Customized User Plane Processing via Code Generating AI Agents for Next Generation Mobile Networks
Summary: arXiv:2604.03282v1 Announce Type: cross
Abstract: Generative AI is envisioned to have a crucial impact on next generation mobile networking, making the sixth generation (6G) system considerably more autonomous, flexible, and adaptive than its predecessors. By leveraging their natural language processing and code generation capabilities, AI agents enable novel interactions and services between networks and vertical applications.
A particularly promising and interesting use case is the customization of connectivity services for vertical applications by generating new customized processing blocks based on text-based service requests. More specifically, AI agents are able to generate code for a new function block that handles user plane traffic, allowing it to inspect and decode a protocol data unit (PDU) and perform specified actions as requested by the application.
Research Focus
In this study, we investigate the code generation problem for generating such customized processing blocks on-demand. The research is aimed at enhancing the flexibility and adaptability of 6G networks through artificial intelligence. Our goal is to explore how AI can facilitate the generation of network functions that are tailored to specific user needs.
Key Findings
Our research evaluates various factors affecting the accuracy of the code generation process in this context, including:
- Model Selection: Different AI models exhibit varied capabilities in understanding and generating relevant code.
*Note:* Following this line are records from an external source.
PR #2236, opened 2024-03-08
alpine: demote from Tier 1 to Tier 2

AkihiroSuda:
The alpine image is quite different from other ones. We have to admit that it is not as stable as other ones.


jandubois (approved):
LGTM

PR #2238, opened 2024-03-09
Bump alpine-lima image from 0.2.35 → 0.2.37

jandubois:
* Fix parsing ssh keys as block string
* Create a mount script instead of editing /etc/fstab
* Make lima-init.sh yaml parsing more robust


AkihiroSuda (approved):
Thanks

PR #2241, opened 2024-03-11
[release/0.20] alpine: avoid wiping out writable host mounts under /home, etc

AkihiroSuda:
Cherry-pick (clean):
- #2238

> * Fix parsing ssh keys as block string
> * Create a mount script instead of editing /etc/fstab
> * Make lima-init.sh yaml parsing more robust
> 

- #2234

> A host directory could be wiped out when all the following conditions are met:
> - The directory is mounted to Lima via virtiofs or 9p (reverse-sshfs is not affected)
> - The mount is writable
> - The mount point in the guest is under one of: /etc /home /root /usr/local /var/lib
> - The guest OS is Alpine Linux
> 
> Fix #2221
> Fix rancher-sandbox/rancher-desktop#6582

- #2242
> The escaping is needed to print the string with quotes, but would break the umount command.

PR #2242, opened 2024-03-11
Unmount MNTPNT before escaping quotes/backslashes

jandubois:
The escaping is needed to print the string with quotes, but would break the umount command.


AkihiroSuda (approved):
Thanks

AkihiroSuda:
Cherry-picked to v0.20.2
- https://github.com/lima-vm/lima/pull/2241

PR #2247, opened 2024-03-13
Remove redundant err from logrus that already uses WithError(err)

jandubois:
Sorry for the trivial PR; just something I noticed while cleaning up.


AkihiroSuda (approved):
Thanks

PR #2258, opened 2024-03-25
CI: drop Go 1.20

AkihiroSuda:
1.20 has already reached EOL

### DIFF
--- a/.github/workflows/test.yml
+++ b/.github/workflows/test.yml
@@ -232,7 +232,7 @@ jobs:
         fetch-depth: 1
     - uses: actions/setup-go@v5
       with:
-        go-version: 1.20.x
+        go-version: 1.22.x
     - uses: actions/cache@v4
       with:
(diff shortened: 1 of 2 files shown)


vasileknik76:
Should we also update `1.20` to `1.21` in [website/go.mod](https://github.com/lima-vm/lima/blob/master/website/go.mod#L3)?

afbjorklund:
The new go toolchain has some crazy auto-updating feature, if you bump go.mod

AkihiroSuda:
> Should we also update `1.20` to `1.21` in [website/go.mod](https://github.com/lima-vm/lima/blob/master/website/go.mod#L3)?

I don't know how to update that file.
`go mod tidy` erases all the modules in the file.

vasileknik76:
> I don't know how to update that file. `go mod tidy` erases all the modules in the file.

It seems `go.mod` is not used in `website` directory, so it can be removed.

PR #2260, opened 2024-03-29
Revert "templates: update Arch Linux to 20240315.221711" to avoid xz 5.6.1-1

AkihiroSuda:
This reverts commit 5416270f8b175734cbc69d5ded09700f7c12b676.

- Prompt Design: The way in which service requests are formulated plays a critical role in the effectiveness of code generation.
- Provision of Code Templates: Providing templates can significantly enhance the agent’s ability to generate function blocks that behave as intended.
Our findings indicate that AI agents are capable of generating such blocks with the desired behavior on-demand under suitable conditions. The experiments conducted demonstrated that with the right combination of model, prompt, and templates, the AI agents could produce effective code that meets the specifications provided by users.
Implications for Future Networks
The exploration of code generation for network-specific tasks is a promising area for 6G and beyond. By enabling networks to achieve a new level of customization, we can create systems that generate new capabilities on-demand, enhancing user experience and operational efficiency.
In conclusion, the integration of generative AI into mobile networks presents exciting opportunities for innovation. As we move towards 6G, the ability to customize user plane processing through AI-generated code will be instrumental in defining the future of mobile connectivity. Continued research in this domain will help unlock the full potential of next-generation networks, paving the way for smarter and more responsive communication systems.